I meet many people who turn their noses up at Chrysanthemums.  Undoubtedly, the gaudier selections at supermarkets and petrol stations are not the best advertisement for these flowers.

If you grow them yourself, however, you can find some amazing varieties for autumnal flower arrangements.  Very soon, my dahlias will collapse under a keen frost, yet the Chrysanthemums can keep going well into November.   Occasionally I’ve even been able to use some in my Christmas decorations.

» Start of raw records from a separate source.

PR #1943, opened 2026-08-26
person-warnings: reconcile spec with the 74 shipped tags + drift lint (#1885)

### LINKED ISSUE #1885: person-warnings spec documents 3 warnings the tool does not emit; the tool emits 76 tags

Asimi1234:
Closes #1885. Tier: Normal.

> **Rebased onto `main`** now that #1896 (`1616-check-warnings-doctrine-and-deep-dive`)
> has merged — it added the W3 `SUPERSEDED` banner and the "How `hasEventAfterDeath1`
> actually decides" section this PR builds on. Base is `main` and the diff is exactly the
> four person-warnings files; the interim #1896/#1616 commits are gone (they landed via the
> #1896 squash). `person-warnings-tool-spec.md` reconciled conflict-free as predicted.

## Summary

- The spec's § Warning Definitions documented **3 warnings** (`DEATH_BEFORE_BIRTH`,
  `YOUNG_BIRTH`, `EVENT_AFTER_DEATH`) under `UPPER_SNAKE_CASE` names the tool never emits;
  the tool emits **74 FamilySearch-style tags**. This reconciles the spec to what ships and
  adds a lint so the two can't drift again silently.
- **Part A** — every stale section fixed against `src/types/person-warnings.ts` or a grep:
  the `warningId` field (→ `scoreType`/`issueType`/`severity`/…/`mobRole?`), the three
  `extract*Year` helpers that don't exist (→ `getStandardDate`/`stdDate`/`getDayRange` day
  ranges), the settled OPEN/PENDING/Flag-for-sign-off blocks, the How-to-add procedure, and
  the Future-candidates severities/struck rows. Plus the wrong "plus `mobRole`" clause in
  `match-merge-workflow-spec.md` (`mobRole` is already on `PersonWarning`).
- **Part B** — a 74-tag § Tag Catalogue (tag, severity, rule, cause), an exported
  `ALL_WARNING_TAGS` in the tool, and a **bidirectional drift lint**
  (`person-warnings-spec-drift.test.ts`) that keeps catalogue ⟷ registry ⟷ emit-sites in
  exact agreement.

## Review guidance

**Start here:** `tests/packaging/person-warnings-spec-drift.test.ts` — the lint is
three-way on purpose. `ALL_WARNING_TAGS` is hand-maintained, so the lint first proves the
array equals the tags actually emitted at `issueType:` sites (parsed from source), *then*
compares that against the § Tag Catalogue in both directions. Modeled on
`record-type-group-drift.test.ts`, but it parses the tool source for the emit set rather
than importing a table, because the tags are non-exported `const`s. Second: the catalogue
rows themselves — **no check can verify a definition is *accurate***, only that a tag is
documented-and-emitted. Rules were copied from
`check-warnings/references/warning-checks.md` (50 tags) where it had reviewed prose;
the **14 tags below have no prose anywhere** and were derived from the predicate +
emitter `message`, so they're the ones to read against `warnings.java`, not skim:
`birthLikeRangeGreaterThan8`, `birthRangeGreaterThan3`,
`hasCloseChildBirthsIgnoreSimilarChildren`, `hasCloseChildChristenings6_30`,
`hasDissimilarSpousesWithSameMarriageYear`, `hasEventsOutsideLifespanFar`,
`hasEventsOutsideLifespanNear`, `hasSameCensus`,
`missingGivenNamesWithoutExactBirthLikeDate`, `missingSurnames`, `similarChildren`,
`similarChildrenConflictingDates`, `similarSpouses`, `similarSpousesConflictingDates`.

**W1/W2 — resolved to strict symmetry with W3.** They now carry the full retained original
narrative (Severity / Condition / Logic / Message / factIds) under the `SUPERSEDED` banner,
matching how W3 keeps its original detail, with the banner routing shipped behaviour to the
§ Tag Catalogue. Their old pseudocode still names the now-removed `extract*Year` helpers —
kept verbatim and flagged as such, exactly as W3's retained pseudocode does, since both are
records of a design that never shipped rather than current behaviour. I did **not** add a
bespoke "How `<tag>` actually decides" shipped section for W1/W2: W3's exists only because
three pieces of skill doctrine were written against its exclusion-list model, which W1/W2
have no counterpart to, and inventing shipped prose would trip the "no check can verify a
definition is *accurate*" hazard noted above.

## Plan

**Didn't change:** `check-warnings/references/warning-checks.md` — its opening claim
"Complete catalog…" is an overstatement (it names 50 of 74 tags), but it was **ruled out of
scope 2026-08-25**: touching anything under `skills/` re-arms `check-runlogs` and buys a
paid `make eval-skill SKILL=check-warnings` run (~$1.76, ~9-10 min) for one word. Instead
the spec now states it is the full catalogue and the reference is a curated subset, so the
next check-warnings PR can drop "Complete" while riding a run it already pays for.

**Acceptance check:** `person-warnings-spec-drift.test.ts` fails on the pre-change tree and
passes here. Proven to fail **both directions** (CLAUDE.md § "A new lint must be proven to
fail" — a camelCase-tag grep is one of the three silent-pass shapes it names):

- *Rename a shipped tag value* (`hasEventAfterDeath1` → `hasEventAfterDeathX` in the tool) →
  "documents every shipped tag" fails (`hasEventAfterDeathX` undocumented) **and** "names no
  catalogue tag the tool does not emit" fails (`hasEventAfterDeath1` orphaned).
- *Delete a catalogue row* (`hasSameCensus`) → the `== 74` parser-guard assertion fails
  **and** "documents every shipped tag" fails.

**Deviated from the plan:** Nothing material. One correction folded in from plan-critic:
`getDayRange` lives in `src/utils/date-helpers.ts` (not `date-comparison.ts`, which only
re-exports it) — the doc-links lint checks the path but not the symbol, so a wrong file
would have passed while being false.

## Test plan

- [x] I ran `make test-all` and it passed. (ESLint, typecheck, JS workspace 225/10/97,
      control-plane pytest 209, MCP engine vitest **2707**, eval app 168, eval harness pytest
      2804 — `All checks passed`.)
- [ ] No skill run-log snapshot changed — no `eval-skill` run required. The one runtime
      change (the `hasEventBeforeBirth365_2` warning-message string, d7120858) is tool output,
      not a skill snapshot; see the row-by-row walk note below.
- [ ] No skill `description`/DO-NOT frontmatter changed.

The two doc lints that fail a naive draft were satisfied deliberately: citations are by
**symbol** not `file:line` (`doc-links.test.ts`), and the change is named rather than
issue-numbered in the spec body (`no-issue-refs.test.ts`, baseline 0 for this file).

## Follow-on issues

**Folded in / filed instead:** Folded in the plan-critic `getDayRange` path fix. Found the
`warning-checks.md` "Complete" overstatement and **deliberately left it** (out of scope per
the 2026-08-25 ruling above); nothing filed.

## Row-by-row Rule-cell walk (2026-09-01, addressing @johnmarkpeterbrown)

Per the review's main ask, I read **every one of the 74 § Tag Catalogue `Rule`
cells against its predicate function** in `src/tools/person-warnings.ts` —
tracing each through the date-helper it calls (`factDaysDiff*`,
`earliest/latestYearOf*Facts`, `perfectDaysOfSelfFacts`, the
overlapping/conflicting helpers in `date-comparison.ts`) so the earliest/latest
direction and the fact-family vs exact-type distinction were verified, not
skimmed. The "14 rows with no prior prose" triage in **Review guidance** above
no longer holds — as the review noted, `hasAgeRangeGreaterThan120` had reviewed
prose and was still wrong — so I dropped the triage and walked all 74.

Corrections made this round (7 rows + 3 prose sites):

- `hasAgeRangeGreaterThan120` — was "latest death − latest birth"; code is
  `earliestDeath − latestBirth` (`hasAgeRangeGreaterThan`). **(review find)**
- `hasBurialBeforeDeath` — dropped the false "both must be exact day-month-year";
  the predicate falls back to a year-level compare when either side lacks a
  perfect date. **(review find)**
- `hasEventBeforeChristening365_3` — excludes Birth **and** event-registration,
  and anchors on the latest Christening **or Baptism**. **(review find)**
- `hasEventBeforeBirth365_2` — was "before the earliest birth-like fact"; the
  predicate is `latest(birth-like) − earliest(any fact)`, so the reference bound
  is the **latest** birth-like fact.
- `earliestChildBirthToBirth12` / `earliestChildBirthToBirthMale14` — predicate
  fires on `<= cutoff`, so "before age N" → "at age N or younger" (matches the
  emitted `message`).
- `hasDeathBeforeChildBirth30_10` / `hasDeathBeforeChildBirthFemale2` — replaced
  "exact Death/Birth day" (reads as full-DMY-required, the same trap flagged on
  `hasBurialBeforeDeath`) with "exact Death/Birth fact type, not the family;
  day-level, not restricted to full DMY".
- `hasBlankName` — clarified it fires on a blank (empty-string) name part,
  distinct from an absent part (`missingSurnames`/`missingGivenNames*`).
- The three "each self-check has a relative-mob variant" sentences → "27 of the
  47 self-checks…", with "the other 20 run on the anchor only" (27 mirror rows;
  74 − 27 = 47 non-mirror). **(review find)**

Every other Rule cell reads correctly against its predicate and is unchanged.

**Message fix folded in (d7120858):** the emitted `message` for
`hasEventBeforeBirth365_2` (`person-warnings.ts`) also said "earliest birth-like
fact" while the predicate anchors on the latest — now "latest birth-like fact".
This is the one runtime-output change in the PR (a single warning-message
string). It does not touch a skill snapshot, so no `eval-skill` run is required;
`person-warnings` unit + drift suites re-run green (124 tests). Note the
`check-warnings/references/warning-checks.md` copy of this line still reads
"earliest" — left for the next check-warnings PR to fix while riding a run it
already pays for, same as the "Complete" deferral above (editing `skills/` here
would arm `check-runlogs` for a paid run).

Lints re-run green: `person-warnings-spec-drift` (4/4), `doc-links` +
`measured-figures` (166/166).


promise-emmanuel (changes requested):
Re-reviewed the full diff on the new head. Engine suite 2749/2749, tsc
clean. I mutation-tested the lint again and both claims in your PR body
hold: renaming a tag fails both directions, deleting a row fails the count
guard plus the forward check, and renaming the section heading fails the
guard so the parser can't quietly compare empty sets. Good lint.

Two things before I approve. Both were in the head before the update, so
the merge didn't touch them.

1. The hasCloseChildChristenings6_30 catalogue row describes a different
rule than the one that ships. The implementation passes `true` for
compareSimilar, and hasClosePersonFactDates skips every pair where
compareSimilar !== isSimilar, so the check only fires on children whose
names are similar to each other. Your row says any two children, and its
Cause cell says "As above" pointing at hasCloseChildBirthsIgnoreSimilar-
Children, which is the opposite polarity. The window is also 2 to 180 days,
not 0 to 180. The function's own docstring already gets this right.

You wrote:
| `hasCloseChildChristenings6_30` | implausible | Two of this person's children have Christening/Baptism dates within 6 months of each other | As above, on christening dates |

Change it to:
| `hasCloseChildChristenings6_30` | implausible | Two of this person's children whose names are similar have Christening/Baptism dates 2 to 180 days apart | Two records of one child attached as two children, on christening dates |

2. The lint can't see a tag written as a string literal. emittedTags() only
matches issueType: followed by an UPPER_SNAKE name. I added a check emitting
`issueType: "brandNewUndocumentedTag"` — it typechecks (issueType is typed
`string`, so nothing stops it) and all four assertions still pass. An
undocumented tag would ship. I checked the fix below: the clean tree still
passes 4/4, and the literal probe then fails with "expected 75 to be 74".

You wrote:
  for (const m of toolSrc.matchAll(/issueType:\s*([A-Z_0-9]+)/g)) {
    const val = constMap.get(m[1]);
    if (val) out.add(val);
  }

Change it to:
  for (const m of toolSrc.matchAll(
    /issueType:\s*(?:([A-Z_0-9]+)|"([a-z][A-Za-z0-9_]*)")/g,
  )) {
    const val = m[1] ? constMap.get(m[1]) : m[2];
    if (val) out.add(val);
  }

One small thing while you're in there: I followed your "How to add a new
warning" steps 1 to 7 exactly and the lint went red with "ALL_WARNING_TAGS
is empty or lost entries: expected 75 to be 74". The steps don't say to bump
the three hardcoded 74s in the test. Please add a step 8.

Asimi1234:
Thanks — all three addressed in 18d30279.

1. **Christenings catalogue row** — took your replacement verbatim. It now reads "children whose names are similar … 2 to 180 days apart" with the duplicate-record Cause, matching `compareSimilar=true` and the function docstring.

2. **Literal-tag hole** — applied your regex. I reproduced the gap first (added `issueType: "brandNewUndocumentedTag"`, lint stayed 4/4 green), then with your fix it fails "expected 75 to be 74", and the clean tree still passes 4/4. Good catch — my mutation tests only exercised the UPPER_SNAKE path the regex already covered, so they never hit this shape.

3. **"How to add" steps** — added the count-bump as step 7 (before "Run the drift lint", so the guards are bumped before the lint can go green); the old step 7 is now step 8.

Docs + the packaging lint only, no runtime change, so no run-log churn. Re-review when you get a chance.

promise-emmanuel (approved):
Approving. Re-reviewed on de40e918 — level with main, all checks green,
engine suite 2770/2770, tsc clean.

Checked all three fixes by running them rather than reading the diff.

The christenings row now matches compareSimilar=true and the function
docstring — similar names, 2 to 180 days.

The literal-tag hole is closed. I re-ran my probe: a new check emitting
`issueType: "brandNewUndocumentedTag"` now fails with "expected 75 to be
74", where before it passed 4/4. I also re-broke the lint three other ways
to make sure the fix didn't cost anything — renaming a shipped tag still
fails both directions, deleting a catalogue row still fails the guard plus
the forward check, and renaming the section heading still fails the guard at
"0 to be 74". Nothing regressed.

The count-bump step is in the right place, before "run the drift lint". I
added a 75th tag following the revised steps 1 to 8 end to end and the lint
goes green — that same exercise failed before.

Good work on reproducing the gap before applying the fix. That's what made
your note checkable.

Needs a second approval before it can merge.

Optional, take it or leave it: the comment above emittedTags still says
"Tags emitted at `issueType: CONST` sites, resolved through the const map",
which is now half the story since it reads literals too.

johnmarkpeterbrown (changes requested):
Requesting changes on the spec prose only. The lint and the code are done — I re-ran your two mutation tests and both hold, and the suite is green on a clean merge with main. Nothing in `person-warnings.ts`, the drift test, or the match-merge spec needs to change. This is all one file.

**1. The `hasAgeRangeGreaterThan120` rule names the wrong bound.**

The code subtracts the latest birth year from the *earliest* death year. Your row says latest death. The function's own docstring has it right.

```
You wrote:      | `hasAgeRangeGreaterThan120` | contradiction | Latest possible death year minus latest possible birth year is greater than 120 | Wrong birth or death date, or two people merged |
Change it to:   | `hasAgeRangeGreaterThan120` | contradiction | Earliest death-like year minus latest birth-like year is greater than 120 | Wrong birth or death date, or two people merged |
```

**2. `hasBurialBeforeDeath` does not require exact dates.**

It compares exact day-month-year dates only when both sides have them. Otherwise it falls back to comparing years, and it can still fire. As written, a genealogist would assume a year-only burial is never flagged.

```
You wrote:      | `hasBurialBeforeDeath` | contradiction | Every recorded burial day precedes every recorded death day (both must be exact day-month-year) | Data error or transcription mistake |
Change it to:   | `hasBurialBeforeDeath` | contradiction | Every recorded burial precedes every recorded death — compared on exact day-month-year dates when both sides have them, otherwise on years | Data error or transcription mistake |
```

**3. "Each self-check has a relative-mob variant" is not true, and it appears three times.**

There are 47 self-checks and 27 relative-mob variants. Your own mirror table has 27 rows, so the document contradicts itself. Twenty checks run on the anchor only — `hasBlankName`, `missingSurnames`, `tooManyFathers2`, `tooManyMothers2`, `tooManyChildren18`, `hasYoungSpouse15`, `hasChristeningBeforeBirth`, `similarChildren`, `similarSpouses` and `hasSameCensus` among them.

This sentence is your answer to the OPEN QUESTION you retired, so it needs to be exact.

```
You wrote:      not the anchor alone.** Each self-check has a relative-mob variant
Change it to:   not the anchor alone.** 27 of the 47 self-checks have a relative-mob variant
```
Then add this after `personId`/`personName`: `The other 20 run on the anchor only.`

```
You wrote:      in which the anchor participates (as parent, spouse, or child); and each
                self-check has a `relatives*`/`maleRelatives*`/`femaleRelatives*` variant
                that fires the same condition on a one-hop relative.
Change it to:   in which the anchor participates (as parent, spouse, or child); and 27 of
                the 47 self-checks have a `relatives*`/`maleRelatives*`/`femaleRelatives*`
                variant that fires the same condition on a one-hop relative.
```

```
You wrote:      Each self-check above has a relative-mob variant that fires the same
                condition on a one-hop relative (parent, spouse, or child) instead of the
                anchor.
Change it to:   27 of the 47 self-checks above have a relative-mob variant that fires the
                same condition on a one-hop relative (parent, spouse, or child) instead of
                the anchor; the other 20 run on the anchor only.
```

**4. Please walk all 74 Rule cells against their predicate functions.**

This is the main ask. I sampled about thirteen rows and two were wrong. Your PR body says the 14 rows with no prose behind them are the ones to read closely, but `hasAgeRangeGreaterThan120` had reviewed prose and was still wrong — so that triage doesn't hold. The rows are the deliverable here, and no check can confirm one is accurate.

Two smaller ones to fold in while you are in there. `hasEventBeforeChristening365_3` says "non-Birth event", but the code also excludes event-registration types, and it compares against the latest Christening *or Baptism*, not Christening alone.

When you push, say in the PR body that you walked every row — the same way you documented the mutation tests. That is what makes it checkable for the next reviewer.

Asimi1234:
Thanks @johnmarkpeterbrown — all addressed in 2644d359, docs-only.

1. `hasAgeRangeGreaterThan120` — took your line (earliest death-like − latest birth-like).
2. `hasBurialBeforeDeath` — took your line (year fallback when a side lacks a perfect date).
3. `hasEventBeforeChristening365_3` — now excludes Birth **and** event-registration and anchors on latest Christening **or Baptism**.
4. "each self-check has a variant" — "27 of the 47…" at all three sites, plus "the other 20 run on the anchor only" (27 mirror rows; 74 − 27 = 47).

**Walked all 74 rows** against their predicates (not the 14-row triage — you're right it didn't hold). Four more were wrong and are fixed: `hasEventBeforeBirth365_2` (reference is the *latest* birth-like fact, not earliest), `earliestChildBirthToBirth12`/`Male14` (`<=` cutoff → "at age N or younger"), `hasDeathBeforeChildBirth30_10`/`Female2` ("exact … day" reworded — it's the exact fact *type*, day-level, not full-DMY-required), and `hasBlankName` (blank empty-string part vs absent). The PR body now records the walk row-by-row.

One I left out to keep this docs-only: the `hasEventBeforeBirth365_2` **emitted message** also says "earliest" — a runtime-output change, so flagged rather than folded in. Say the word and I'll fold it in or file it.

Lints green: drift 4/4, doc-links + measured-figures 166/166.

Asimi1234:
Folded the message fix in (d7120858): `hasEventBeforeBirth365_2`'s emitted message now says "latest birth-like fact" to match the predicate. One runtime string, no skill snapshot touched; `person-warnings` unit + drift green (124 tests). The `check-warnings/references/warning-checks.md` copy of that line still reads "earliest" — left for the next check-warnings PR to fix on a run it already pays for (editing `skills/` here would arm a paid eval), noted in the body.

johnmarkpeterbrown (approved):
<p>Approving. Re-checked on <code>dccc4952</code> — level with main, all checks green, engine suite 2812 passed, <code>tsc</code> clean, drift lint 4/4.</p>
<p>All three prose fixes are in, verbatim. More importantly the row-by-row walk was real work, not a re-read. You corrected four rows I never flagged, and two of them are better catches than mine: <code>earliestChildBirthToBirth12</code> was an off-by-one against a <code>&lt;=</code> comparison, and the blank-versus-absent distinction on <code>hasBlankName</code> is a genuine semantic difference that the old row flattened. Stripping the false "exact day-month-year" claim off <code>hasDeathBeforeChildBirth30_10</code> and <code>hasDeathBeforeChildBirthFemale2</code> shows you carried the pattern outward instead of just patching the row I named. That is what I was asking for.</p>
<p>I checked the code change too. <code>hasEventBeforeBirth365_2</code>'s message now says "latest birth-like fact", which matches the predicate and the function's own docstring. The old wording was wrong in output the agent reads, so that is a real fix and correctly scoped to the string. Good call disclosing it in the test plan rather than letting it ride in as a docs-only PR.</p>
<p>Documenting the walk in the PR body, with the predicate named for each correction, is what makes this checkable by the next person. Keep doing that.</p>
<p>Note for the record: promise-emmanuel's approval predates both the walk and the message change, so mine is the only approval that has read the current head. Flagging it, not blocking on it — the code delta is one verified string.</p>
<p>Optional and not worth another round: the comment above <code>emittedTags</code> still describes it as reading <code>issueType: CONST</code> sites, which has been half the story since you added literal handling. Fold it into whatever touches that file next.</p></body></html>
</body>
</html>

This year I have grown my usual selection of russet and orange chrysanths but I have added this dusky pink one called ‘Avignon Pink’ into the mix.  I think it’s gorgeous and as someone pointed out to me on Twitter, the flower form is not unlike a Dahlia.

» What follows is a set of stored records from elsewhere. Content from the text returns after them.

Issue #607, opened 2026-07-08
fulltext_search + image_transcribe: wire given-name diminutive expansion (the table is issue #1868)


yinkid28:
> **Split 2026-08-24 (board fill).** The variant table moved out to **issue #1868** — it is
> genealogical craft, it is needed identically under every branch of the decision below, and
> a genealogist can start it today. **This issue is now the wiring only, and it is not
> startable yet.** Two things gate it, in order:
>
> 1. **Issue #1868 lands the table.** There is nothing to wire until it exists.
> 2. **One decision, below.** Everything else the original body left open is now settled.
>
> **Settled: host-side, not prose.** The original body's own reasoning stands and nothing has
> refuted it — issue #1007 measured ~50 lines of triage doctrine that `search-records` already
> carries being complied with in 3 runs out of 4, so prose does not reliably change behaviour.
> A tool-side expansion cannot decay and costs no paid eval run. Do not re-open this.
>
> **Decided 2026-08-27 — expand, and report which variants fired.** Both tools expand;
> neither merely suggests. Returning variants as a nil-result hint was rejected because it
> only helps if the agent acts on the hint, which is the prose reliance issue #1007 measured
> at 3-in-4 compliance and that this card already ruled against.
>
> **`fulltext_search`:** the expansion set becomes an **optional group** — do not turn the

I bought these as inexpensive plug plants from Sarah Raven flowers.  Once they’ve stopped flowering and look a bit bedraggled, I’ll cut them back, dig them up, pot them up and put them in my cool greenhouse.  That effort shows how much I like them.  I have also been known to leave Chrysanths in the ground, mulched with compost, and they did manage to survive the winter.

Toad Lily ‘Pink Freckles’

I’ll have to look up how pretty plant got an amphibian name.  Toad Lily is certainly easier to say than the latin name Tricyrtis, however.  Try as I might I can’t say Tricyrtis.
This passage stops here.